Walker Group Cuts Losses as Property Market Lifts

4 November 2025
Walker Group Cuts Losses as Property Market Lifts

Walker Group, the global real estate powerhouse founded by the late billionaire Lang Walker, has posted a modest $5.6 million loss for the 2025 financial year, signalling a sharp turnaround from the hefty writedowns that weighed on its books in recent years. According to a report by The Australian Financial Review, the result marks a major step in the company’s recovery, as stronger sales in its development arm offset lingering valuation pressures.

The privately held group, whose $6.6 billion commercial portfolio spans major office towers on Melbourne’s Collins Street, Parramatta in Sydney, and the newly completed Festival Tower in Adelaide, has seen renewed strength across both its commercial and residential divisions. Walker’s revenue climbed to $668 million, up from $633 million a year earlier, driven by a combination of higher rental income and robust residential property sales.

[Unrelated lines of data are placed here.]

PR #291, opened 2020-05-03
make xargo fail on non-nightly, instead of continuing with the wrong sysroot

RalfJung:
This will likely just lead to failures later, so we better don't continue.

### DIFF
--- a/src/lib.rs
+++ b/src/lib.rs
@@ -144,13 +144,12 @@ fn run(cargo_mode: XargoMode) -> Result<Option<ExitStatus>> {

Managing director David Gallant said the company’s “development revenue has remained consistently strong,” recording $244 million in residential sales and an improvement in profit margins of $31 million year-on-year. Walker achieved 1,068 dwelling sales across six projects, with both its Australian and Malaysian developments performing well.

The group’s Malaysian venture, Senibong Cove in Johor, continues to expand, with growing demand allowing the company to increase density across its 800-hectare site. The project’s pipeline has now ballooned to around 50,000 homes, representing an end value of $12 billion. A similar trend is emerging in Australia, where Walker is diversifying its housing mix to include more townhouses, terraces, and apartments, alongside a greater focus on modular housing that can be assembled within just 12 weeks.

“The re-mix of products across our projects in response to this demand has resulted in our Australian development pipeline increasing to over 39,000 dwellings with an end value exceeding $41 billion,” Gallant said.

Despite challenging conditions in recent years, highlighted by a $455 million loss in the previous financial year due to property devaluations, the company appears to have turned a corner. Writedowns have fallen dramatically to $51 million this year from $682 million a year earlier.

Walker Group’s financial position also remains strong, with cash reserves of nearly $540 million, a 24 per cent increase from 2024. The completion of Festival Tower in Adelaide further bolstered the company’s commercial holdings, helping lift investment profit by 6 per cent to $292 million.

Gallant noted that the company’s 520,000-square-metre investment portfolio is enjoying near-full occupancy, with vacancy rates below 1 per cent. “The quality of our investment portfolio continues to be a deciding factor supporting long-term lease negotiations and rent increases,” he said, adding that Walker expects to see “a return to positive revaluations” as market conditions improve.

Ownership of the company remains in family hands following Lang Walker’s passing in early 2024, with his wife Sue and children Blake, Chad, and Georgia collectively holding 75 per cent of the business. Veteran executives Bruce Hancox and Mark Wilkinson own the remaining quarter.

While Walker Group has not paid dividends over the past two years, its latest results suggest growing financial stability and strategic momentum. With a diversified portfolio, resilient cash position, and a clear focus on adapting to evolving housing trends, the company is positioning itself for sustained growth as the broader property market rebounds.